Wrangling for plotting
With our data in this format, we can make a lot of cool plots. Lets start with the bar plot we had planned.
data_long |>
ggplot(aes(x = sample.id, y = proportion, fill = cell.type))+
geom_bar(position="fill", stat="identity")
It worked, but it looks… less than pleasing. Lets remind ourselves of what we wanted to see in the plot: groups side-by-side. What groups do we have? Well, there’s some controls (three types) and actual samples from the experiment. Within the actual samples, we have two genotypes and two treatments. That’s a bit too much for one plot. I’d like to start by making a plot just for the controls for now. filter from the dplyr package will help separate the groups.
data_long |>
filter(type != "whole_tissue") |>
ggplot(aes(x = sample.id, y = proportion, fill = cell.type))+
geom_bar(position="fill", stat="identity")

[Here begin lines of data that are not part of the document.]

PR #1870, opened 2017-12-21
Only show in active if the document is active

McInkay:
Something I was thinking about when doing #1868 

If the user isn't actively looking at the lounge, we probably don't want to show something in the active window. Just a thought.


dgw:
I'd be against this. If The Lounge is in a background tab and something comes in (like a notice) that would go to the server window, but I left a channel open, I won't necessarily know to check the server window and might miss it.

If things are being sent to the active window (and I'm very excited for that), they should still go there even if the client is open but not focused.

MaxLeiter:
As @astorije and @xPaw both 👍'd the parent comment, I think this can be closed, unless @McInkay has strong feelings about it?

PR #1871, opened 2017-12-21
Add visual feedback on focused buttons, for example when tabbing to it

astorije:
This is nice for keyboard navigation (and accessibility).

Before | After
--- | ---
before | after

Note that this example is not the best because users can (and probably do) hit <kbd>Enter</kbd> to submit, but buttons are not necessarily for submitting forms, in which case it looks like the focus is lost.

### DIFF
--- a/client/css/style.css
+++ b/client/css/style.css
@@ -124,7 +124,8 @@ kbd {
 }
 
 .btn:disabled,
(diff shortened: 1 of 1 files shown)


astorije:
Issue to improve all messed up `outline: none` at #1872

Issue #1872, opened 2017-12-21
Fix all uses of `outline: none`


astorije:
At the moment, buttons have no visual cue on focus (there will be one after #1871 but not perfect), inputs have one but not very visible and same as hovering, nick buttons do not have any feedback cue, ...

All this makes keyboard tabbing very hard. This issue for me to remember to fix them.

xPaw:
https://caniuse.com/#feat=css-focus-visible

`:focus-visible` is supported in Firefox and Chrome now.

PR #1873, opened 2017-12-22
Add custom focus outlines for inputs and green buttons

astorije:
Ref https://github.com/thelounge/lounge/issues/1872

We were automatically silencing outlines for all buttons and inputs, even though we really meant `.btn`s and `.input`s where we had some custom UI on hover only. I have added an outline on focus on those specifically, not on everything.

This is clearly not perfect, but I think it's much better. I prioritized on things that get focus naturally, like form inputs, but did not apply this to all keyboard-navigable elements (like font-icon buttons). The most important aspect of it is that now we do not remove outlines by default on elements, so tabbing through font-icon buttons, if not super pretty, is at least visible.

⚠️ It looks ugly on themes at the moment, test on `Example`. If that seems okay to you, I'll apply the changes to the themes.

screen shot 2017-12-21 at 19 12 53
screen shot 2017-12-21 at 19 13 03
screen shot 2017-12-21 at 19 13 10

### TODO

- [ ] Built-in themes
- [ ] Icon buttons (any ideas?)

### DIFF
--- a/client/css/style.css
+++ b/client/css/style.css
@@ -100,10 +100,6 @@ h3 {
 	margin: 0;
 }
 
-input {
-	outline: 0;
-}
-
 button {
 	border: none;
 	background: none;
@@ -172,7 +168,7 @@ kbd {
 	margin-bottom: 10px;
 	padding: 9px 17px;
 	text-transform: uppercase;
-	transition: background 0.2s, border-color 0.2s, color 0.2s;
+	transition: background 0.2s, border-color 0.2s, color 0.2s, box-shadow 0.2s;
 	word-spacing: 3px;
 	cursor: pointer; /* This is useful for `<button>` elements */
 }
@@ -189,8 +185,14 @@ kbd {
 	opacity: 1;
 }
 
+.input:focus,
+.btn:active,
+.btn:focus {
+	outline: 0;
+	box-shadow: 0 0 0 3px rgba(132, 206, 136, 0.5);
+}
+
 .btn:active {
-	box-shadow: none;
 	opacity: 0.8;
 }
 
@@ -877,9 +879,8 @@ background on hover (unless active) */
 	font-size: 14px;
 	margin: 2px 0;
 	margin-bottom: 10px;
-	outline: 0;
 	padding: 0 10px;
-	transition: border-color 0.2s;
+	transition: border-color 0.2s, box-shadow 0.2s;
 	width: 100%;
 	height: 35px;
 	line-height: 35px;
@@ -891,7 +892,7 @@ background on hover (unless active) */
 
 .input:not(:disabled):hover,
 .input:not(:disabled):focus {
-	border-color: #79838c;
+	border-color: #84ce88;
 }
 
 #user-specified-css-input {
@@ -2103,7 +2104,7 @@ part/quit messages where we don't load previews (adds a blank line otherwise) */
 #chat .userlist .user.active {
 	background-color: #f6f6f6;
 	transition: none;
-	outline: 0; /* TODO: Handle focus outlines in PR #1873 */
+	outline: 0;
 }
 
 .context-menu-item::before,


client/css/style.css
```diff
@@ -1572,9 +1583,6 @@ part/quit messages where we don't load previews (adds a blank line otherwise) */
 
 #help .help-item {
 	display: table-row;
-}
-
-#help .help-item {
```
astorije: This was flagged by my stylelint linter on Atom as duplicate entry. Not sure why my editor reports different things than our actual stylelint configuration...

client/css/style.css
```diff
@@ -149,8 +144,22 @@ kbd {
 	opacity: 1;
 }
 
+input[type="checkbox"],
+input[type="radio"] {
+	transition: box-shadow 0.2s;
+}
+
+#chat .search:focus,
+.input:focus,
```
astorije: I removed the `#window` part of this, because "Join a channel" form is not part of it and therefore was not being picked up.

astorije:
For comparison, same screenshots as mine above but with @xPaw's changes:

screen shot 2017-12-25 at 19 09 37
screen shot 2017-12-25 at 19 09 44
screen shot 2017-12-25 at 19 09 56

I don't have a preference, anything works better than what we currently have.

astorije:
@xPaw, I think we should leave the custom outlines away from radios and checkboxes. It doesn't look too great, at least on Chrome and Firefox, and I'm afraid it's only going to be worse for other browsers:

Chrome | Firefox
--- | ---
screen shot 2017-12-25 at 19 03 28 screen shot 2017-12-25 at 19 03 48 | screen shot 2017-12-25 at 19 04 10 screen shot 2017-12-25 at 19 04 17

On Chrome, checkboxes have a bottom padding that visually adds a white line, and lack of border-radius looks odd on both types.
On Firefox, the default outlines are kept on top of the custom ones (wtf Firefox) and only for those 2 types (i.e. not inputs/buttons, as far as I can tell), it shows kind of a messed up gradient instead of plain box-shadow. So weird.

xPaw:
@astorije remove it from checkbox/radio then. We can tackle it later on by using custom styles of these.

astorije:
@xPaw, done.

client/css/style.css
```diff
@@ -769,12 +771,20 @@ kbd {
...
+	transition: border-color 0.2s, box-shadow 0.2s;
 	width: 100%;
 }
 
+#chat .search:focus,
+.input:focus {
+	border-color: #84ce88;
+}
+
+#windows .input:hover {
```
xPaw: You can combine this with the one above.

astorije: I'll also remove the `#window` in front of it.

astorije: Done.

astorije:
It's pretty gross on icon buttons right now (especially the ones in the sidebar, since it's often used and there are animations). Any ideas on what we could do?

astorije:
I know Slack has made efforts towards tab navigation, and frankly their current solution is really well done:

slack_outline

The outlines are big and visible, but what's good about them is that you never see them unless you actually navigate with your keyboard. That means no visual noise unless this is the expectation.

The current state of this PR does not do this, i.e. outlines on button icons show up even when clicking around (as opposed to using keyboard). That means we get that kind of ugliness here and there:

footer_outline join_channel_outline

Slack does this by having a special class that they add/remove on keyboard tab, while having an `outline: 0` on everything. I don't know how hard it would be to do that ourselves, but it seems like a workaround to the fact that there is no elegant solution to applying `:focus` on keyboard tabbing only. I don't know if we want to go the Slack route, or [whatever that is](https://stackoverflow.com/a/45191208/1935861), or anything else I did not think of.
Maybe for icon buttons, `:focus` = no outline + same style than `:hover`?

McInkay:
Are we pushing this from 3.0.0? Or will you have time to look at it?

astorije:
As discussed on IRC, pushing to 3.1 for now.

xPaw:
@astorije We still want to get this all fixed up, right?

xPaw:
Rebased this PR, and reverted the changes on user search input (looks broken) and context menus (slightly unnecessary as it already changes color).

The issues described in https://github.com/thelounge/thelounge/pull/1873#issuecomment-366868695 about clicking and focus ring showing up are still a concern.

Looks good, but lets pick up the pace. For this next iteration, we’ll make several changes at once, with the goal of making it easier to compare groups, more readable, and all-around nicer to look at.
data_long |>
filter(type != "whole_tissue") |>
ggplot(aes(x = sample.id, y = proportion, fill = cell.type))+
geom_bar(position="fill", stat="identity", color = "black", width = 1) +
facet_grid(cols=vars(type), scales = "free") +
scale_fill_manual(values = c("#66C2A5","#FC8D62", "#8DA0CB", "#E78AC3", "#A6D854")) +
theme_minimal() +
theme(
axis.title.x = element_blank(),
legend.title = element_blank(),
legend.position = "bottom"
) +
guides(x = guide_axis(angle = 45)) +
labs(title = "Cell type proportions in purified control samples",
y = "Cell Type Proportion")
For the treatment and genotype samples, it would be easier to compare shifts in individual cell types if we break up the stacked bar chart so that the cell types are spread across the x-axis. Then, we could have an individual bar for each genotype-treament at each cell type position side-by-side.